== Dataset items ==
<<<<

Issue #164, opened 2023-06-02
Scope persistence


mzieg:
Scope value should be persisted between sessions.  I think right now it dynamically defaults to the midpoint of the active spectrometer, which is fine if a user has never defined a scope before, but if they *have* manually set one, I'd save that value through enlighten.ini.

Issue #158, opened 2023-05-19
Plugin Persistence


mzieg:
Obviously plugins are already free to create their own persistence frameworks, writing files wherever they like, in whatever format they like. However, it might be convenient for lightweight plugins to be able to benefit from the Configuration service ENLIGHTEN already has as a simple way to retain settings across application invocations (x-coordinates, etc).  We could use a sample plugin, like LocalBaseline, to demonstrate this.

Going a step further, sometimes we may want persisted settings to be "lockable", for instance so that an admin-user can setup the parameters for use with a plugin, and then those parameters will remain in use (visible but greyed-out) during user-level operations.  

A simple (admittedly crude) mechanism for this in my mind might be for the plugin to publish a textfield input, whose value is then compared against a digest in the plugin code.  If the "password" is correct, the inputs are unlocked and may be modified. (I would include the password in a comment in the Python code, as a teaching example to others in how the system works, and so ENLIGHTEN plugin developers could test it themselves.)

I recognize that "proper" authentication and persistence systems are a vast topic unto themselves, this just strikes me as a lightweight way to meet a current user request while leaving room for a more significant investment in time if and when need justifies.

mzieg:
This is now easily achieved through each plugin's self.ctl.config handle.

Issue #156, opened 2023-05-18
Multiple Cursors


mzieg:
The addition of "multiplexing" to the BaselinePlugin got me thinking about our whole Cursor feature.  Right now, we've got one Cursor, and you can turn it on or off.  It might be worthwhile just to replace the current [x] enable checkbox with [+] Add cursor, and let the user create as many as they like.  I might move the y-value display from the StatusBar up to the widget, and just show (x, y) tuples for each Cursor (along with a button to assign color).  Any plugin could then access the current list of Cursors and use them to provide on-screen "draggable" x-coordinate inputs to the plugin, which will honestly be a pretty common request.

samiebee43:
Love that I could distinguish this from a breaking bug due to our new tags :)

samiebee43:
Starting with some designs.

## Existing cursor x/y
x is highlighted orange, y is purple
![image](https://github.com/WasatchPhotonics/ENLIGHTEN/assets/124081765/00f4620e-4d3f-4a3a-8bf1-396037dce4ab)

## New location
![image](https://github.com/WasatchPhotonics/ENLIGHTEN/assets/124081765/468457ab-473f-44e1-b632-bd3a113e0d58)

## Mockup: Cursor default

![image](https://github.com/WasatchPhotonics/ENLIGHTEN/assets/124081765/295f519b-13de-44ff-9538-a0cd7e3d3931)
## Mockup: Cursor multiple

![image](https://github.com/WasatchPhotonics/ENLIGHTEN/assets/124081765/0aa70427-0351-4881-b281-d4fab2d07155)

## Decisions

We should decide if we still want checkboxes with add/delete. The advantage is that this way keeps track of the user's x-values like the current implementation does for the single cursor. The disadvantage is that it starts to clutter.

![image](https://github.com/WasatchPhotonics/ENLIGHTEN/assets/124081765/5be5ed1a-9dcf-4366-a2de-7fe3ef5ccf3e)

We may also consider using the 'eye-ball'. It's supposed to be a checkbox specific to visibility:

![image](https://github.com/WasatchPhotonics/ENLIGHTEN/assets/124081765/77007cc9-6158-4034-8cf8-5f61ea8d3166)

I'm showing two styles in the same screenshot, borrowed from gimp and blender.

## Enlighten eyeball

After writing the last section, I just noticed we currently use the eyeball in Enlighten, but not exactly correctly. 

[...]

PR #187, opened 2023-06-19
Sbee persist gain

### LINKED ISSUE #173: Persist gain_db in enlighten.ini

samiebee43:
Close #173

### DIFF
--- a/enlighten/scope/GainDBFeature.py
+++ b/enlighten/scope/GainDBFeature.py
@@ -70,7 +70,9 @@ class GainDBFeature(object):
         self.bt_dn.clicked.connect(self.dn_callback)
 
         # load gain_db from .ini
-        self.set_db(self.ctl.config.get_int("detector", "gain_db", 8))
+        ini_gain_db = self.ctl.config.get_int("detector", "gain_db", 8)
+        log.debug("Get gain from INI: %s", ini_gain_db)
+        self.set_db(ini_gain_db)
 
         self.update_visibility()
 
@@ -158,7 +160,8 @@ class GainDBFeature(object):
         self._quiet_set(self.spinbox, db)
         self._quiet_set(self.slider, db)
 
-        # TODO save gain_db to .ini
+        # save gain_db to .ini
+        self.ctl.config.set("detector", "gain_db", db)
 
     def up_callback(self):
         util.incr_spinbox(self.spinbox)
--- a/enlighten/scope/GainDBFeature.py
+++ b/enlighten/scope/GainDBFeature.py
@@ -124,9 +124,11 @@ class GainDBFeature(object):
         self.spinbox.blockSignals(False)
 
         # load gain_db from .ini, falling back to spec.settings.state (copied from EEPROM)
-        ini_gain_db = self.ctl.config.get_float("detector", "gain_db", now_db)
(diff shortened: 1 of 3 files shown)


enlighten/scope/GainDBFeature.py
```diff
@@ -121,31 +123,39 @@ def reset(self, hotplug=False):
...
+        self.multispec.set_state("gain_db", db)
+        self.multispec.change_device_setting("detector_gain", db)
+
+        # ensure both gain widgets are correct, without generating additional events
+        self._quiet_set(self.spinbox, db)
+        self._quiet_set(self.slider, db)
+
+        # save gain_db to .ini
+        log.debug("Save gain to INI: %s", db)
+        self.ctl.config.set("detector", "gain_db", float(db))
```
mzieg, line 155: The problem is, this would force every SiG to use the same gain.  Normally we store and load spectrometer settings on a per-serial number basis.

Settings are normally saved in Configuration.save_file, and loaded (this could arguably move to Spectrometer) in Controller.set_from_ini_file().

mzieg (changes requested):

enlighten/scope/GainDBFeature.py
samiebee43: > Normally we store and load spectrometer settings on a per-serial number basis.

Does this apply to #156, #158, #164 ?

mzieg: Good question.  I would say no, and here's my thinking:

- integration time and gain are very much "device settings" — they're set within the spectrometer, they have "startup" fields in the EEPROM to initialize their per-device settings, etc.  Any setting within ENLIGHTEN which more-or-less directly maps to a hardware setting or existing EEPROM field should probably be tracked per-device.

- plugins (#158) and the cursor (#156 and #164) feel, to me, more like "ENLIGHTEN settings." I think it's fair to treat those as application-level settings.  That said, this could be debated.

To me, the .ini format itself somewhat leans toward "simple settings" (integration time, gain, anything which needs to store exactly one scalar) being "convenient" for per-serial number store, while "complicated settings" where you have to store more than one value, and maybe include sets of values are simpler if given their own Configuration section.

Basically, I'm ambivalent on this.  I personally think it would be easier and more intuitive if Cursor and Plugins were application-wide, but if someone else had a strong opinion otherwise I could be persuaded.

samiebee43:
Need a second spec to test this.

Specifically, looking at multispec load from .ini -- does GainDBFeature.reset get called every time user changes current_spec?

mzieg (approved):

samiebee43:
## Acceptance Criteria

- (apply debug to show gain for FX2)
- Open Enlighten
- Set Gain to 32
- Close Enlighten
- Open it again
- Check that Gain is 32

This is a test after the change to be specific to serial numbers. I did not test this with multiple spectrometers connected.

enlighten/scope/GainDBFeature.py
mzieg: We should probably also persist Scan Averaging, and your question remains pertinent: should that be per-serial number or "application-wide?"  In this case I'm going to go with per-serial number, because on at least some spectrometers (SiG), that _will_ be an attribute written to the firmware via USB/BLE.  (And currently it's handled within WasatchDevice, again a per-unit association.)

>>>>

== Task ==
Among the entries above, locate the lines containing "- integration time" and "- plugins (#158)", and transcribe exactly those two lines and all lines between.

== Solution for this exercise ==
- integration time and gain are very much "device settings" — they're set within the spectrometer, they have "startup" fields in the EEPROM to initialize their per-device settings, etc.  Any setting within ENLIGHTEN which more-or-less directly maps to a hardware setting or existing EEPROM field should probably be tracked per-device.

- plugins (#158) and the cursor (#156 and #164) feel, to me, more like "ENLIGHTEN settings." I think it's fair to treat those as application-level settings.  That said, this could be debated.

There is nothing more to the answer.